不过,我还真就偏偏是个例外,倒不是说我并非是犯人,而是我犯罪的类型和其他人不一样。
在满是杀人犯,恶行伤人犯的六三监狱内,我独一份。
而且我并不是没和秦姨聊过天,她因为看了报纸,对上面关于我的报道好奇,和我聊过那么几句的,虽然谈不上有什么好感,但至少没流露出什么明确的恶意来。

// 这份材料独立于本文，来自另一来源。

PR #313, opened 2022-06-22
[release/public-v2] added a module build_linux_gnu, updated build_macos_gnu

natalie-perlin:
## ISSUE : 
Added a modulefile for Linux build_linux_gnu, 
Updated a modulelefile build_macos_gnu

## CONTRIBUTORS (optional): 
@gspetro-NOAA


modulefiles/build_linux_gnu
```diff
@@ -0,0 +1,87 @@
...
+proc ModulesHelp { } {
+   puts stderr "Load the environmental modules, modules for the compilers if present,"
+   puts stderr "specify compilers, path for HPC-stack and SRW directory on Linux systems" 
+   puts stderr "
+}
+
+module-whatis "Loads libraries needed for building SRW on Linux"
+
+if { [module-info mode load] } {
+   puts "ulimit -S -s unlimited;"
```
dshawul: I found in the past, on a linux machine like hera, `system` has the desired effect instead of `puts`.
Could you check if you get unlimited stack after module loading this file on your system.
Same should go for puts statement in `wflow_linux`

mark-a-potts: I can confirm that the puts works as expected (ulimit -s is unlimited after module load) on my Linux box. Since these are supposed to be templates, I think it might be a good idea to comment out almost everything and put in a stderr message that tells users to modify the file(s) to suit their system.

在这种情况下,我还是有把握在和她交流一段时间后,获取她的好感和一定程度的信任的。
至于怎么才能和她说上话,就得另想路子了。
我和她唯一的相处环境,就只能是在食堂二楼的教室,可我只要是去教室,戴高帽和大老粗又必定会有一个人在边上盯着。
还是有点难度。
我正想着呢,监室的铁门被拍响了。
估摸着是到了晚饭的时间点了,戴高帽这次敲门就比之前温柔了不老少了。
刚跟着他下到一楼,外出劳改的犯人和在监狱内劳改的犯人也都回来了。
两伙人汇聚在一起,还是有点明显的,在监狱内劳改的那一批精神头比较足,穿的囚服虽说旧但不至于脏,去采石场的这帮犯人那就完全是另外一副样子了,有一个算一个,垂头丧气的,衣服上灰了吧唧的,活像是在泥地里打滚出来的。
我在人群中搜索着龙哥五人的身影,五个落在犯人的最后方,佝偻着腰,都比平时矮了一头,看表情都有点麻木了,生无可恋的样子。
老癞腿不知道咋了,一瘸一拐的,边上的大国和瘦猴也大差不差,走路踉踉跄跄的,裤腿位置被划开了,里面的料子都翻出来了一点。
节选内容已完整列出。